K-Means Clustering

<< Click to Display Table of Contents >>

Current:  Advanced Analytics > Old Operation > Algorithm 

K-Means Clustering

Previous pageReturn to chapter overviewNext page

Show/Hide

K-Means is a type of Clustering algorithm, where K represents the number of classifications and Means indicates the mean value. Just as its name implies, K-Means is an algorithm for data clustering via mean value. K-Means algorithm divides similar data points via the preset K value and initial clustering center of each classification, and gets the optimal clustering results via mean iterative optimization after division.

In order to enhance the computational efficiency of K-Means clustering, Yonghong Z-Suite supports distributed system computing of K-Means. Distributed computing is used when the input node data set is "data mart data set.

"Drag a data set and a K-Means Clustering node to the edit area. Connect the data set and K-Means Clustering node. Select "K-Means Clustering."

ML42

 

The configuration of K-Means Clustering model

After adding the K-Means Clustering model to the experiment, you can set the model through the "Parameter Configuration" page on the right side.

[Training Mode] Contains number of Clustering center and range of the number of clustering center

[Number of  Center] Number of clustering center

[Centers Number Range ] Range of the number of clustering center

[Initial Cluster Center] Initial clustering center methods consist of random distance and Kmeans++. Random distance refers that all clustering centers are randomly selected. In the Kmean++ method, the first clustering center is randomly selected and other clustering centers are selected according to distance. The farther away from the clustering center, the higher probability will be.

[Random  Seed] Generate random number seed. The default value is 0.

[Distance Metric Algorithm] Includes two methods: Euclidean distance and Cosine distance. Euclidean distance is the actual distance between two data points. Cosine distance is the measure between the cosine values of the two vetorial angles in vector space which is used to measure the difference between two individuals. 

[Max Iterations] Maximum number of iterations. Calculate the stable number of clustering center finally.  The default value is 100.

[Fill Null Value] Fill the mean value of the independent variables column to the column. The default is filling value.

[Normalization] Normalizes independent variables. The default normalization method is Z-Score normalization.

[Variable] Select the fields need to be used as independent variable from the selected column dialog box.

 

Run the experimental model

When the user completes the configuration of the model, clicking on the K-Means Cluster node and selecting "run" in the right menu, the model can run, and the running time is calculated at the top right of the edit area. You can also directly click the "run all" above the edit area to run the experimental model you set.

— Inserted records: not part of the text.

PR #1437, opened 2023-04-04
dev: Support LogOutputChannel

alexweininger:
This is a breaking change since I updated the VS Code types, but it feels wrong to do a major version update.

### DIFF
--- a/dev/package.json
+++ b/dev/package.json
@@ -42,7 +42,7 @@
         "@types/mocha": "^7.0.2",
         "@types/node": "^16.0.0",
         "@types/terser-webpack-plugin": "^5.0.0",
-        "@types/vscode": "^1.77.0",
+        "@types/vscode": "^1.76.0",
         "@typescript-eslint/eslint-plugin": "^5.53.0",
         "@vscode/test-electron": "^2.1.5",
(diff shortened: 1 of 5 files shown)


dev/package.json
```diff
@@ -42,7 +42,7 @@
         "@types/mocha": "^7.0.2",
         "@types/node": "^16.0.0",
         "@types/terser-webpack-plugin": "^5.0.0",
-        "@types/vscode": "1.64.0",
+        "@types/vscode": "^1.77.0",
```
bwateratmsft, line 45: Does 1.76 have the necessary types? I think most of our other packages have been bumped to that version at this point. Also, I'm not sure it actually is breaking, I think `LogOutputChannel` is just an interface so this would be strictly a dev-time import.

alexweininger: 1.76 does have the necessary types. 

And I thought it was a breaking change since updating to this version of the dev package will could create compile-time TS errors since the VS Code typings have breaking changes.

bwateratmsft (dismissed):

motm32 (approved):

MicroFish91 (approved):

After the operation is successful, the output of the box will be output. Click the contraction icon to check the node state and display the node successfully, as shown in the following figure.

k-means

If the operation fails, the node will prompt failure, hover over the node to see the reason for the failure, as shown below.

K-MEANSfail

 

Result

The following figure shows the K-Means clustering result in which the number of clustering centers is 6 and the number of samples is 150.

ML141

 

Distribution of Cluster Centers

The proportion of the number of samples in the cluster accounting in the  total number of samples.

 

Trend  of Cluster Centers

Variation tendency of each clustering center on independent variable.

 

Result of Clustering

Scatter diagram after clustering drawn based on the first two columns.

 

[Preview Rows] The chart displays 65535 rows of data by default. The value can be changed.

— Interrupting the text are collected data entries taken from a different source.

PR #1439, opened 2023-04-06
utils: Add `TreeElementStateManager`

alexweininger:
Also added `createGenericElement` util. Along with tests for each.

The implementation is copied from [TreeItemState.ts in Container Apps](https://github.com/microsoft/vscode-azurecontainerapps/blob/main/src/tree/TreeItemState.ts) with minor modifications which mostly consist of renaming things.

See how this is consumed in https://github.com/microsoft/vscode-azurecontainerapps/pull/341

---

A little note on "elements" vs "items"...

I'm referring to what we have been calling "items" as "elements" since that's what [VS Code calls them](https://code.visualstudio.com/api/references/vscode-api#TreeDataProvider&lt;T&gt;). I find calling them items is confusing since `vscode.TreeItem` is not the same as what we say is an "item". At the very least I think it's important to make this distinction here since `TreeElementStateManager` is dealing with elements and tree items.

We are still calling elements items all over the place in the codebase, but I hope we can slowly transition to calling them elements.

### DIFF
--- a/utils/index.d.ts
+++ b/utils/index.d.ts
@@ -1944,10 +1944,15 @@ export declare namespace randomUtils {
     export function getRandomInteger(minimumInclusive: number, maximumExclusive: number): number;
 }
 
+/**
+ * Base element for a tree view (v2)
+ */
 export declare interface TreeElementBase extends ResourceModelBase {
     getChildren?(): ProviderResult<TreeElementBase[]>;
     getTreeItem(): TreeItem | Thenable<TreeItem>;
 }
+
+export type TreeElementWithId = TreeElementBase & { id: string };
 
 export interface GenericElementOptions extends IGenericTreeItemOptions {
     commandArgs?: unknown[];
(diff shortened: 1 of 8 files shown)


utils/index.d.ts
```diff
@@ -1943,3 +1943,95 @@ export declare namespace randomUtils {
...
+
+/**
+ * Base element for a tree view (v2)
+ */
+export declare interface TreeElementBase extends ResourceModelBase {
+    getChildren?(): ProviderResult<TreeElementBase[]>;
+    getTreeItem(): TreeItem | Thenable<TreeItem>;
+}
+
+export type TreeElementWithId = TreeElementBase & { id: string };
```
alexweininger, line 1955: This is the first time `TreeElementBase` is being introduced into utils. Client extensions using the v2 API are not forced to use this model. However, we will be writing all of our own utils based on this model. Thus, our own extensions don't _have to_, but _should_ use this model when they consume the v2 api.

model model model

utils/index.d.ts
```diff
@@ -1950,3 +1950,95 @@ export declare namespace randomUtils {
...
+
+    /**
+     * Notify a resource that its children have changed.
+     * Calls the refresh callback with the given id.
+     * @param id - The id of the element for which the children have changed
+     */
+    notifyChildrenChanged(id: string): void;
+
+    /**
+     * Wraps an element in a state model that can be used to update the tree item. An element should only be wrapped once.
```
bwateratmsft, line 2034: > An element should only be wrapped once.

Is there a convenient way to throw an error if they try to double-wrap an object?

bwateratmsft (approved):

utils/index.d.ts
alexweininger: We could set a property on the tree element object to mark it as wrapped and throw an error if we see that property.

alexweininger: I implemented this in https://github.com/microsoft/vscode-azuretools/pull/1448, but I'm not sure we want to do it. Open to opinions.

bwateratmsft: I don't feel strongly, but it might save us from a very hard-to-debug issue in the future.

bwateratmsft (approved):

Centers in K-Means Clustering 

Value of clustering center on independent variable

 

Cluster Members

Sample cluster and distance to the clustering center

[Preview Rows] The default number of preview rows is 1000. The value can be changed.

[Cluster] Classification number.

[Distance] Distance between each sample to the nearest clustering center calculated according to distance calculating methods.

 

Save as trained model

After the K-Means clustering model runs successfully, we can choose to connect "Save as Trained Model" node and run . Only when the model is saved as a training model, the application of the report module can be visualized. In the directory of the left training model, you can view the K-Means clustering training model .

 

Save as  Data Set

Less than 100,000 data supports are saved as embedded data sets, and over 100,000 are not allowed to be saved as embedded data sets. Save as Data Set can be viewed in the Create Data Sets module. Click here to see an example of "Save as Data Set ."

 

Export into Database

Imports the node data into the table specified by the selected database. Click here to see the process of Export to Database .

 

Export PMML

When the model node has been trained , the corresponding PMML file will be generated. Users can choose to connect "Save as a PMML File" node then run it, and export the generated PMML file to the local area, and then use it for other platforms.

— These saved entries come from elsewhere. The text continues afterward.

PR #1447, opened 2023-04-10
azure: Update return type for `sendRequestWithTimeout`

nturinski:


alexweininger (approved):

alexweininger:
That's probably a breaking change. At least will break compilation.

nturinski:
I think it should be okay since `AzExtPipelineResponse` extends `PipelineResponse`.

Note: Only K-Means clustering model of Euclidean distance supports exporting PMML.

 

K-Means cluster node rename

In the right-click menu of the K-Means clustering node, select "Rename" to rename the node.

 

Delete K-Means Clustering Node

In the right-click menu of the K-Means clustering node, select "Delete" or click the delete key on the keyboard to delete the node and node's input and output connections.

 

Refresh the K-Means clustering node

In the right-click menu of the K-Means clustering node, select "Refresh" to update the synchronization data or parameter information.